Dopotutto l’Adrianone nazionale ha già sottolineato in tempi non sospetti come si smetta di scherzare quando in campo ballino parecchi soldi.

Racconta Panatta che la sera prima della finale di una ricca esibizione a Marbella tra lui ed Bjorn Borg, lo svedese – apposta – lo trascina in un locale, per bere e far caciara a più non posso. Adriano, ridacchiando sotto i baffi, riporta in qualche modo l’amico stracotto in albergo, convinto di avere vita e soldi facili il giorno dopo in finale.

Al contrario, la mattina successiva Panatta entra in campo brasato per la nottataccia, nonostante a suo dire non avesse bevuto una sola goccia di alcol, mentre Borg, fenomeno a tennis e nei recuperi dalle sbronze, è il ritratto della salute e si presenta fresco come una rosa per l’incontro.

L’ esito è scontato: l’astuto Ulisse svedese bastona allegramente il tennista romano che esce dal campo parecchio incavolato.

Dunque, i due ingredienti fondamentali per assistere ad uno spettacolo di alto livello li abbiamo eccome: top player, attirati dal ricco montepremi, ed impegno massimo dei giocatori in campo, profuso in match al meglio dei classici tre set.

Salutiamo infatti con profonda gioia e riconoscenza l’assenza di inutili regole cervellotiche introdotte talvolta in altre manifestazioni pseudo-tennistiche.

Ciò detto, spazio per migliorare il loro evento, gli arabi ne hanno in abbondanza come di soldi, sabbia e petrolio, e a mio avviso si potrebbe puntare ambiziosamente un po’ più in alto.

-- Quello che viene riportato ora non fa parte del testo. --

PR #2122, opened 2026-03-11
Allow `lib/tool eval --run` to accept `--` passthrough args

### LINKED ISSUE #2118: lib eval --run should allow passing --args to the program
I want to pass args to my bosatsu program and do:

```
./bosatsu lib eval --run --main Zafu/Tool/JsonFormat::main --compact
```

but `--compact` is parsed by the `./bosatsu` command and isn't passed in.

I think the error is before any or our code even runs. To handle this, some programs use `--` by itself to segment args.

So, one approach would be to rework the arg parsing so that we search for `"--"` as an arg in the `List[String]` in the scala main. If we find it, we remove it and take all the trailing args and consider those separately.

So we would pass those args as "meta args" or something, that some commands could accept or not. In this way, eval `--run` could get access to those arguments.

johnynek:
Implemented issue #2118 per the merged design doc.

What changed:
- Added eval-scoped `--` splitting in `MainModule.run` so only `lib eval` and `tool eval` pre-partition args at the first delimiter and pass trailing tokens as passthrough args.
- Threaded passthrough args through command wiring:
  - `library.Command.opts(..., evalPassthroughArgs)`
  - `tool_command.ToolCommand.opts(..., evalPassthroughArgs)`
  - `tool_command.EvalCommand.opts(..., evalPassthroughArgs)`
- Updated eval arg handling to merge positional and passthrough args in deterministic order:
  - `effectiveRunArgs = positionalRunArgs ++ evalPassthroughArgs`
  - used for `PredefImpl.evalRunArgs(...)`
  - retained existing guard/error: trailing args without `--run` => `trailing args require --run`
- Updated `bosatsu` launcher so `--` is forwarded (not swallowed) by appending delimiter + trailing args to downstream invocation.
- Updated docs (`debugging_with_eval.md`) with explicit `--run -- --compact` usage guidance.
- Added regressions:
  - `ToolAndLibCommandTest`: tool/lib eval passthrough success, mixed arg ordering, and no-`--run` trailing-args failures.
  - `PathModuleTest`: parser-level delimiter sanity checks for tool eval.

Validation run (all passing):
- `sbt "coreJVM/testOnly dev.bosatsu.ToolAndLibCommandTest"`
- `sbt "cli/testOnly dev.bosatsu.PathModuleTest"`
- `sbt "coreJVM/test:compile; cli/test:compile"`
- `scripts/test_basic.sh`

Fixes #2118

Implements design doc: [docs/design/2118-lib-eval-run-should-allow-passing-args-to-the-program.md](https://github.com/johnynek/bosatsu/blob/main/docs/design/2118-lib-eval-run-should-allow-passing-args-to-the-program.md)

Design source PR: https://github.com/johnynek/bosatsu/pull/2120

### DIFF
--- a/core/src/main/scala/dev/bosatsu/library/Command.scala
+++ b/core/src/main/scala/dev/bosatsu/library/Command.scala
@@ -1651,7 +1651,7 @@ object Command {
           def toCliException(ex: Throwable): Throwable =
             CliException.Basic(Option(ex.getMessage).getOrElse(ex.toString))
 
-          val effectiveRunArgs = positionalRunArgs ++ evalPassthroughArgs
+          val effectiveRunArgs = positionalRunArgs ::: evalPassthroughArgs
 
           val sourcePackageFilter: PackageName => Boolean =
             _ == target._1
--- a/core/src/main/scala/dev/bosatsu/tool_command/EvalCommand.scala
+++ b/core/src/main/scala/dev/bosatsu/tool_command/EvalCommand.scala
@@ -138,7 +138,7 @@ object EvalCommand {
           runArgs,
           errColor
       ) =>
-        val effectiveRunArgs = runArgs ++ evalPassthroughArgs
+        val effectiveRunArgs = runArgs ::: evalPassthroughArgs
 
         platformIO.withEC {
           runEval(


core/src/main/scala/dev/bosatsu/library/Command.scala
```diff
@@ -1644,10 +1647,12 @@ object Command {
           Opts.arguments[String]("arg").orEmpty,
           compileCacheDirOpt,
           Colorize.optsConsoleDefault
-        ).mapN { (fcc, target, runMain, runArgs, cacheDirFn, colorize) =>
+        ).mapN { (fcc, target, runMain, positionalRunArgs, cacheDirFn, colorize) =>
           def toCliException(ex: Throwable): Throwable =
             CliException.Basic(Option(ex.getMessage).getOrElse(ex.toString))
 
+          val effectiveRunArgs = positionalRunArgs ++ evalPassthroughArgs
```
johnynek: Use ::: to combine lists.

core/src/main/scala/dev/bosatsu/tool_command/EvalCommand.scala
```diff
@@ -137,6 +138,8 @@ object EvalCommand {
           runArgs,
           errColor
       ) =>
+        val effectiveRunArgs = runArgs ++ evalPassthroughArgs
```
johnynek: Use ::: to combine lists.

core/src/main/scala/dev/bosatsu/library/Command.scala
johnynek: Updated `core/src/main/scala/dev/bosatsu/library/Command.scala` to use `:::` for `effectiveRunArgs` as requested.

core/src/main/scala/dev/bosatsu/tool_command/EvalCommand.scala
johnynek: Updated `core/src/main/scala/dev/bosatsu/tool_command/EvalCommand.scala` to use `:::` for `effectiveRunArgs` as requested.

johnynek:
Addressed both line-level review comments with concrete code changes and re-ran the required pre-push check: `scripts/test_basic.sh` (passing).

Più in alto non certo con le riprese televisive, che per la prima giornata di sfide sono state veramente orbitali. Le telecamere montate per l’occasione in cima a qualche grattacielo di Riad hanno scontentato ogni singolo spettatore del globo terracqueo ed infatti per le semifinali la produzione televisiva ha offerto fortunatamente riprese di qualità ottimale.

Magari cambierei colore al campo, perché la pallina gialla non risalta perfettamente sullo sfondo viola della superficie di gioco, ma si tratta di semplici dettagli.

Nota dolente, a mio avviso, è invece il numero degli atleti in lizza. La sfida a sei giocatori ha poco senso logico: l’impalcatura dell’evento pare zoppicante, con due giocatori già in semifinale grazie ad un Bye al primo turno, in questa occasione riservato a Djokovic e Nadal per evidenti meriti sportivi.

In ballo c’è una montagna di soldi, e favorire due tennisti in maniera così esagerata mi sembra eccessivo, anche se né Rafa né Nole hanno raggiunto la ricca finale di Sabato.

Otto giocatori oserei dire che rappresenti il numero perfetto di partecipanti all’evento e riequilibrerebbe un tabellone ora in stile Gambadilegno.

Ebbene si, siamo ad un passo dal riesumare la vecchia e cara Grand Slam Cup. Stiamo parlando della ricchissima ed amatissima esibizione ad eliminazione diretta organizzata dall’ITF, disputata a Monaco dal 1990 al 1999. Tantissimi soldi in palio e 16 giocatori iscritti, quelli meglio piazzati complessivamente nei 4 tornei Slam disputati in stagione.

E facciamolo dunque questo storico passo all’indietro, fermandoci però ad otto sfidanti soltanto, perché il tempo in effetti è piuttosto tiranno. Avremmo in calendario una splendida manifestazione, e senza Nadal ormai ritirato, otto tennisti con una buona ragione per essere in Arabia ad esibirsi: non come l’attuale Holger Rune in calo che qui a Riad ha recitato praticamente una semplice comparsata.

Già immagino la naturale obiezione al modesto suggerimento ma la prevengo immediatamente, perché non saremmo di fronte ad una copia sbiadita delle Finals di fine anno: niente Round Robin ed il criterio di eleggibilità sarebbe limitato solo ai risultati ottenuti nei quattro Major disputati in stagione.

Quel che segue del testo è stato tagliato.